Imagen del cerebro con las amígdalas señaladas en rojo (CC de Life Science Databases (LSDB), vía Wikimedia Commons |
Estos cuerpos son parte esencial del sistema límbico, un complejo circuito neuronal que controla el comportamiento emocional y los impulsos que nos mueven a hacer las cosas, y tienen numerosas y complejas conexiones con el resto del sistema límbico, el hipotálamo, el tallo cerebral, la corteza cererbral y otras estructuras de nuestro sistema nervioso central.
Las amígdalas, formadas por varios núcleos, son responsables, entre otras cosas, de nuestra capacidad de sentir miedo. Una lesión en estos pequeños cuerpos y podríamos pasar sin miedo entre una manada de leones hambrientos. El miedo es un viejo compañero desagradable que nos mantiene vivos, como el dolor.
El cerebro está formado por capas que la evolución ha ido añadiendo, con las más antiguas debajo y las más modernas encima, como si fueran los estratos geológicos de la Tierra. Las estructuras más antiguas tienen alrededor de 500 millones de años, y corresponden a nuestro tallo cerebral y cerebelo. Después aparecieron las estructuras conocidas como ganglios basales, que se ocupan del control motor y las emociones, entre ellas todo el sistema límbico, incluidas las amígdalas. Finalmente, la estructura más reciente es la corteza cerebral, que en el caso de los seres humanos es la principal responsable de interpretar la información de los sentidos, realizar asociaciones y desarrollar el pensamiento creativo y racional.

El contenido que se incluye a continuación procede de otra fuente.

PR #1038, opened 2021-06-13
Add support for hover on record expression.

ztion:
With this change you can hover over a record expression, and get a definition of the record.


robertoaloi:
Thanks. I wonder if we should start making the _hover_ behaviours configurable (it can be done as a follow up).

PR #1040, opened 2021-06-16
Ignore Emacs backup and temporary files

pierre-rouleau:
### Description

Just get Git to ignore Emacs backup and temporary files. That should be an impact for anything else.

Fixes # .


.gitignore
```diff
@@ -24,3 +24,8 @@ current_counterexample.eqc
 *.log
 *.log.*
 doc
+# Emacs Backup files
+*~
+# Emacs temporary files
+.#*
```
robertoaloi, line 30: Hi, thanks for this. Shouldn't the `#` be escaped?

pierre-rouleau:
As far as I know if the first character is not # you don't need to escape it.

.gitignore
pierre-rouleau: As far as I know it needs to be deleted if it is the first character.  
That made me think that one is missing:   \#*

robertoaloi:
Thanks!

La antigüedad evolutiva de las amígdalas se explica precisamente por su función en la descodificación y el control de las respuestas autonómicas (es decir, no voluntarias) asociadas al miedo, la excitación sexual y la estimulación emocional en general. Dado que un sistema de alarma así es fundamental para sobrevivir, había una real presión de selección para su desarrollo. Una de las principales funciones de la amígdala es que recordemos situaciones que nos puedan haber dañado y las evitemos en el futuro.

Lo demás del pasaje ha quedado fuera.